Top of GIVEN INFORMATION

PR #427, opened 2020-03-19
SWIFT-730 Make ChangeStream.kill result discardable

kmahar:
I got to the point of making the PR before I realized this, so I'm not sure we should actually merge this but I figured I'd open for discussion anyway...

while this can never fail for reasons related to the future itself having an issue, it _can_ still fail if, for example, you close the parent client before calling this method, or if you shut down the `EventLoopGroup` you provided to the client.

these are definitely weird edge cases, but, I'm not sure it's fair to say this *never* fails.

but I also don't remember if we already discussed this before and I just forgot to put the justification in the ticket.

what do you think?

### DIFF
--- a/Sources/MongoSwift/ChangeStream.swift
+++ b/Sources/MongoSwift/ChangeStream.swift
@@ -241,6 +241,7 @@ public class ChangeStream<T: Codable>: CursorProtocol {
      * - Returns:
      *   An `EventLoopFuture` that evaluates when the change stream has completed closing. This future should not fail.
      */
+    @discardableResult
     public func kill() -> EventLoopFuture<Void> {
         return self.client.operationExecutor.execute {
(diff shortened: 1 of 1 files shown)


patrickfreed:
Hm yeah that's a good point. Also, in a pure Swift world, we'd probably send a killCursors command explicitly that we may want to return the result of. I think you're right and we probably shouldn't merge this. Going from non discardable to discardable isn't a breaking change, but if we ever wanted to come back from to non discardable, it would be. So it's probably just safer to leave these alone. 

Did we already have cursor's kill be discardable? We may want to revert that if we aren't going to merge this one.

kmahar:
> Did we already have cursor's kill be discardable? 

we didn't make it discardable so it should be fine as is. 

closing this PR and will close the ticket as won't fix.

Bottom of GIVEN INFORMATION
Top of GIVEN INFORMATION

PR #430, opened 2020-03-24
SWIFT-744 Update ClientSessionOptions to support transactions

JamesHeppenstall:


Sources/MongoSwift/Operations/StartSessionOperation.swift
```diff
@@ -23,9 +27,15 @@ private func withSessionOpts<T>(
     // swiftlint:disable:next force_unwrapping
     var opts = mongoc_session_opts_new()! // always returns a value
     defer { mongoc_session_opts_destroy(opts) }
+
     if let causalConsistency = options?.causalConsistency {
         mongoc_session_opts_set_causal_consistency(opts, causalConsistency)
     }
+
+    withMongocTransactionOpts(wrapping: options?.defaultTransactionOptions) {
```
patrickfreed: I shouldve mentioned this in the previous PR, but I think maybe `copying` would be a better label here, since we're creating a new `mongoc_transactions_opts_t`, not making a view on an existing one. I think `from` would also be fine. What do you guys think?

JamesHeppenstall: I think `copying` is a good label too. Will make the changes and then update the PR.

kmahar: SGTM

Bottom of GIVEN INFORMATION
Top of GIVEN INFORMATION

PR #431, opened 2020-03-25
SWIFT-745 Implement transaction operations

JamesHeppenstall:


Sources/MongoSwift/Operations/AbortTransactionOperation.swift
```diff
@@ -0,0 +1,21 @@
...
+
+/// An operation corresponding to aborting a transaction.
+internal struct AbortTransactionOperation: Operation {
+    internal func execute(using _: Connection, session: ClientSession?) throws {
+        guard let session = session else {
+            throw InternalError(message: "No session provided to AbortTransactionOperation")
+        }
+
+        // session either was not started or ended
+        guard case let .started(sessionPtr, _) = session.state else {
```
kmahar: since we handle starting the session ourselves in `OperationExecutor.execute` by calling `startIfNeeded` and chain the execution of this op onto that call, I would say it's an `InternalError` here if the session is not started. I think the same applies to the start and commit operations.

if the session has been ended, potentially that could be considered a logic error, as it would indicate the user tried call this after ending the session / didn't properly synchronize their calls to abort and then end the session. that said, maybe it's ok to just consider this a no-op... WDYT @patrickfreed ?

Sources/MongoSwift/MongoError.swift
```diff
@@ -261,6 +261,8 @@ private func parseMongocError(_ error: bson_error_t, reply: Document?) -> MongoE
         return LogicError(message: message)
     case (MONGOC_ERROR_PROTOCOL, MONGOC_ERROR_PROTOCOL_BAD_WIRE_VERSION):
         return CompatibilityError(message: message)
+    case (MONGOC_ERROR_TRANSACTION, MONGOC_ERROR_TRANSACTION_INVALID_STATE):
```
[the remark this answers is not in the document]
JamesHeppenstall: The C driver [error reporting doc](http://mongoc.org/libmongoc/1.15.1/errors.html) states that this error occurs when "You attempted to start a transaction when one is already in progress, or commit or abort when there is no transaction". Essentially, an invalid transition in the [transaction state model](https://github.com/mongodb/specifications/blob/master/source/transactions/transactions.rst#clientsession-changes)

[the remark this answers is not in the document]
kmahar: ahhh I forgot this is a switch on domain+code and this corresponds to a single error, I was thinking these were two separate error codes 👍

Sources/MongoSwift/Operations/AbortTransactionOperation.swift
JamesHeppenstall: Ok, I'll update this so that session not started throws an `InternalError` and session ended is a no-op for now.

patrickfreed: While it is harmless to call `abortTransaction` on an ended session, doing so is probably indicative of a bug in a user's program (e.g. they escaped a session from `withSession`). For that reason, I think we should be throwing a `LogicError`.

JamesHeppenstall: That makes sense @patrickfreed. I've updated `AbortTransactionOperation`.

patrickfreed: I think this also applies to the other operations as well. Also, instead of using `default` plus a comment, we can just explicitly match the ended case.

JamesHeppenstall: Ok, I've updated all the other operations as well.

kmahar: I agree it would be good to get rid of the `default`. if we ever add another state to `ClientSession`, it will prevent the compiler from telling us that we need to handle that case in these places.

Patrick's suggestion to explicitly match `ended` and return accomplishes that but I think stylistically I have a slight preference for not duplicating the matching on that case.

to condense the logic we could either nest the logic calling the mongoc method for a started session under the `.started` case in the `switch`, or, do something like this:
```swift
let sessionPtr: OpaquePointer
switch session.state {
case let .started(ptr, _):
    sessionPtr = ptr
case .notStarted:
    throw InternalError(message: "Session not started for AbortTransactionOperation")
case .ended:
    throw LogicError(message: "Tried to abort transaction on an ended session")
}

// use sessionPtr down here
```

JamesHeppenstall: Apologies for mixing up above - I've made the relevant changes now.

Bottom of GIVEN INFORMATION

Pull out every line in the data above that has the word "updated".

_SOLUTION FOR THIS PROBLEM:_
JamesHeppenstall: That makes sense @patrickfreed. I've updated `AbortTransactionOperation`.
JamesHeppenstall: Ok, I've updated all the other operations as well.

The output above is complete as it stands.